Mada Masr: How has the combination of capitalist agriculture and urbanization led to the emergence of pandemics? And why do these strains of influenza generally emerge in southeast Asia?
Mike Davis: Some viruses have natural breeding grounds, like cholera for instance. Almost all cholera outbreaks originate in the warm, fecal-rich waters of the Gulf of Bengal. Others have permanent homes in certain animal families: plague in rodents, influenza in wild birds, yellow fever in monkeys and coronaviruses in bats. Influenzas usually emerge in the south of China. It’s an inadvertent consequence of one of civilization’s greatest success stories. For several millennia, the farming system of southern China, which subsequently spread through southeast Asia, has been the most productive on earth, with domestic ducks and chickens raised side-by-side with pigs in rice fields that produce two harvests a year. Lots of protein with a double portion of carbs. But the flooded paddies attract migratory birds that often pass on new flu strains to ducks and chickens, who in turn infect pigs, an animal whose immune system closely resembles our own. The leap from swine to man is easy and sometimes catastrophic. Since pigs can acquire flu from both birds and humans, a double infection can lead to the “reassortment” of their gene segments and the creation of a hybrid virus with wild bird lethality that also has a key to enter human respiratory cells. The result is a pandemic, as in 1918-19.
...
MM: Why haven’t we seen a universal vaccine developed for influenza? Is it even possible?

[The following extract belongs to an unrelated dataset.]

PR #2278, opened 2024-05-27
Simplify and clarify Model interface

sdrave:
- `estimate_error` is required to always return a 1D NumPy array, where the index corresponds to time. For time-independent problems, the array always has length 1.
- `estimate_output_error` always returns a 2D numpy array, where axis 0 corresponds to time and axis 1 corresponds to the output component.  The `return_vector` parameter is removed.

MD: Mutations usually occur in the ‘heads’ of the two to three proteins on the virus’s surface that allow it to “dock” on a human cell and then enter. Those are the sites that annual vaccines target. But the “stalks” of these proteins are stable and don’t mutate. Virtually all researchers agree that the tools exist to fashion a broadband vaccine that incapacitates the invariant stalks thus conferring general immunity against all strains that might last for years. The research is out there, but Big Pharma won’t develop or manufacture such a vaccine because it is not profitable. (If given a radical design for a car that lasts for a lifetime, would GM manufacture it?)

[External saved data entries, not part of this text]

PR #2282, opened 2024-06-14
rand_la refactoring 2

sdrave:


sdrave:
Hey, @artpelling, I finally found time to take another shot at refactoring the `rand_la` module. I tried to keep the implementation as simple as possible while making it possible to increase the basis size later on. Can you take a look whether this suits your needs?

sdrave:
Main changes have been merged into #1753.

Following the H5N1 avian flu outbreak in 2005, the Bush administration took baby steps to gear up production but lost interest after the outbreak subsided. Since then, a chorus of scientific voices has regularly demanded action but was ignored during the Obama years. But vaccine design has been revolutionized, and, with the surge of research to conquer COVID, a universal flu vaccine may follow. The only certainty is that it won’t come from Big Pharma.
...
* Big Pharma, the monopoly of monopolies, epitomizes the contradiction between capitalism and world health. Extortionate prices and proprietary patents for medicines often first developed by university and other public researchers are only part of the problem. Big Pharma has also abdicated the development of the life-or-death antibiotics and antivirals that we so urgently need. It is more profitable for them to produce palliatives for male impotence than to bring on line a new generation of antibiotics to fight the wave of resistant bacterial strains that is killing hundreds of thousands of patients in hospitals across the world. Big Pharma claims protection from antitrust laws because it is the major engine of drug research, when, in fact, it spends more on advertising than R&D. The cutting-edge pharmaceuticals and vaccines that it markets are usually developed first in small, dynamic biotech companies, which in turn capitalize research from public universities. Big Pharma, in essence, is rentier capitalism, a fetter on the emerging revolution in biological design and vaccine production.